Statement of the Problem
Compute the total and the visible cross-section for b-anti-b
production at two future colliders. Compare the rate at Fermilab
after its upgrade to that for the LHC. Take FNAL to
have 1.0 TeV proton and anti-proton beams at the promised
luminosity of 200. Take the LHC to deliver two 7.0 TeV
proton beams at L=10000. Assume the detector sees all
b-quarks aimed at it, and that it covers the region
20<theta<160 as before. Only count events where both
quarks are detected.
Starting Point
You will need the parton distributions, as given
in a subroutine of this Fortran code or
this C code.
The driver there just integrates the up and down
distributions, verifying that these distributions
are for a proton. The distributions are each given
in terms of a set of six Q**2 dependent parameters.
For efficiency you may prefer to extract these parameters
(and the functional form) for the particular distributions
you need. Or you may prefer to pick a set of bins in
x-space and use the sample program to dump out a table.
![[up-distribution plot goes here]](dist_up.gif)
![[glue-distribution plot goes here]](dist_glue.gif)
Sample valence up-quark and gluon distributions
from this particular set are plotted above.
Note the dependence on the scale (Q**2). To get
sensible results, you should pick Q**2 to be typical of
the process you are considering.
You will also find it handy to have the QCD cross-sections,
as available in this PS file.
Note that these depend on Q**2 as well, in the form of alpha(Q**2).

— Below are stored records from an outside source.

Issue #275, opened 2020-06-12
Plugin integration


gleitz:
At the core of howdoi is two steps:
- Searcher that knows how to craft a search engine query
- Extractor that knows how to extract the relevant section of the page that is found.

If we want to be able to support plugins for new sites (wikihow) and search categories (recipes), we should have an extensible plugin tool for writing and enabling these plugins.

PR #287, opened 2020-06-23
Implementing research option in howdoi to search articles from arXiv API

csr:
Not meant to be merged, just for feedback.

### DIFF
--- a/howdoi/arxiv.py
+++ b/howdoi/arxiv.py
@@ -2,7 +2,9 @@ import xml.etree.ElementTree as ET
 from urllib.parse import urlencode
 import requests
 
-
+# The goal of the API is to allow application developers access to all of the arXiv data,
+# search and linking facilities with an easy-to-use programmatic interface.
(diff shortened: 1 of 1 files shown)


howdoi/arxiv.py
```diff
@@ -0,0 +1,56 @@
+import xml.etree.ElementTree as ET
+from urllib.parse import urlencode
+import requests
+
+
+ROOT_URL = 'http://export.arxiv.org/api/'
```
ovezovs, line 6: Looks nice and clean. My only recommendation would be adding some API specific comments that will help a new contributor understand what the API is about.

csr: Thanks! Any more changes (even minor nitpicks), let me know 💯

csr:
Closing as we're looking to make the most of the howdoi built-in searcher (instead of querying the arXiv API, Google may give better results). Related to #275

To be consistent you need to pick the same Q**2 here, and
use the value Lamba = 231 MeV (which was used in determining
the distributions).
Extensions
Aside from the straight comparison of the proton-proton
and proton-antiproton machines, each group should pick
some further direction to explore. These might include
- Map the cross-section as a function of beam energy
- Include the quark-mass dependence and compute the top-quark
production cross-section
- Investigate the dependence of the result on the choice
of factorization scale (Q**2).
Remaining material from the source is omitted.